Italy: Mafia Ran Hospitals with Help of Politicians

News

Police arrested 24 suspected Ndrangheta associates and seized 10 million euros (US$11.3 million) in assets following an investigation that uncovered shady health care industry arrangements between politicians and a local mafia clan, La Repubblica reported Monday.

November 14, 2018

Italy's Financial Police took men from the Iannazzo-Cannizzaro-Daponte clan away in handcuffs and put Giuseppe “Pino” Galati, a former center-right minister of parliament, and Luigi Muraca, a former municipal councilor of Lamezia, under house arrest.

Galati and Muraca allegedly played middle men between the Ndrangheta clan and politicians who adjusted public procurement surveys to be advantageous for mafia-linked companies applying to the tenders.

The arrangements allowed the Ndrangheta to take control of the ambulance industry, funeral parlors, medical supply provision and blood transport. The gangsters disguised as the entrepreneurial Putrino Group, which managed the businesses from 2010 until 2017.

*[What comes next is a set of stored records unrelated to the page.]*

PR #1614, opened 2025-02-10
proto: add dataplane v1 api

bojand:
The only change is `v1alpha2` -> `v1`


weeco:
There are some compile errors in the backend after this change and I assume the frontend also needs some updates of references (pipeline types changed to v1). If we merge it as is, master is not buildable

bojand:
I reverted one commit that caused compile errors... But I am confused by these new lint warnings. I do not get them locally. Also actual (non-generated) Go files were changed...

weeco (approved):

PR #1625, opened 2025-02-25
proto: add SecretService for Console package

bojand:
I also changed the frontend as far as I know... People should review thoroughly and double check.


frontend/src/state/backendApi.ts
```diff
@@ -2112,35 +2112,41 @@ export const rpcnSecretManagerApi = observable({
...
+    const res = await client.listSecretScopes({ request: listSecretScopesRequest });
+
+    if (!res.response) {
+      this.isEnable = false;
+      return;
+    }
+
+    const isEnable = res.response?.scopes.some((scope) => scope === Scope.REDPANDA_CONNECT);
     this.isEnable = isEnable;
     return isEnable;
```
malinskibeniamin, line 2142: I feel like we can improve the `isEnable` flag is set, but it's ok to leave as-is for this PR, there are more refactors we may do later on

PR #1628, opened 2025-02-28
proto: change Connect secrets APIs to specify KafkaConnect

bojand:
I think this is a little bit of an improvement to make the RPC methods and message types explicit in their name for their purpose for Kafka Connect.


weeco:
I'm wondering if we happen to do this - shouldn't we move this straight into the Kafka Connect service? Should we even still expose a generic secret store as an API? I feel like we did a mistake there - the generic secret store should only exist under the hood, but via API we only have a secret store for RP Connect and one for Kafka Connect. What are your thoughts?

bojand:
The generic secrets API were re-added when we implemented secret management for Redpanda Connect. 

I think there is also a plan to use it for user managed cluster configuration within the dataplane.

So those endpoints are required and are included by design.

I am not sure about moving Kafka Connect secrets to a different service. Technically it's just management of secrets so kinda belongs here. This was meant to make naming more explicit. But we can move it too. I don't have strong opinions.

weeco:
> I think there is also a plan to use it for user managed cluster configuration within the dataplane.
> So those endpoints are required and are included by design.

I remember, but I'm not sure if that was the right decision to have one generic secret store since we want to namespace these secrets. For example we probably don't want secrets from the cluster configs show up for selection for Redpanda connect pipelines?

I also remember for kafka connect we had to do the distinction because we put all the kafka connect secrets in one specific location, so that we were able to setup strict permissions (e.g. kafka connect pods were only able to read secrets from within that directory). 

Possibly it's a larger change that we don't have to do as part of v1 though.

weeco (approved):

Investigators found that the ambulances had broken brakes, lights, transmissions and clutches and lacked essential life-saving equipment. Even the ambulance personnel hired through the mafia companies were unqualified.

The Ndranghetisti forced nurses and doctors to remain silent, in essence controlling the hospital with a reign of terror. They had the keys to various departments, had access to the drug storage unit, and used the hospital computers to access sensitive patient data.

The former manager of the Catanzaro province health agency, Giuseppe Perri; its former administrative director, Giuseppe Pugliese; and the former head of the emergency service, Eliseo Ciccone, were also arrested for alleged abuse of office.

Ex-PM Galati had already been involved in a 2016 probe into the Ndrangheta. Prosecutors asked for his arrest for alleged corruption aggravated by mafia methods but their request was turned down by a preliminary investigations judge.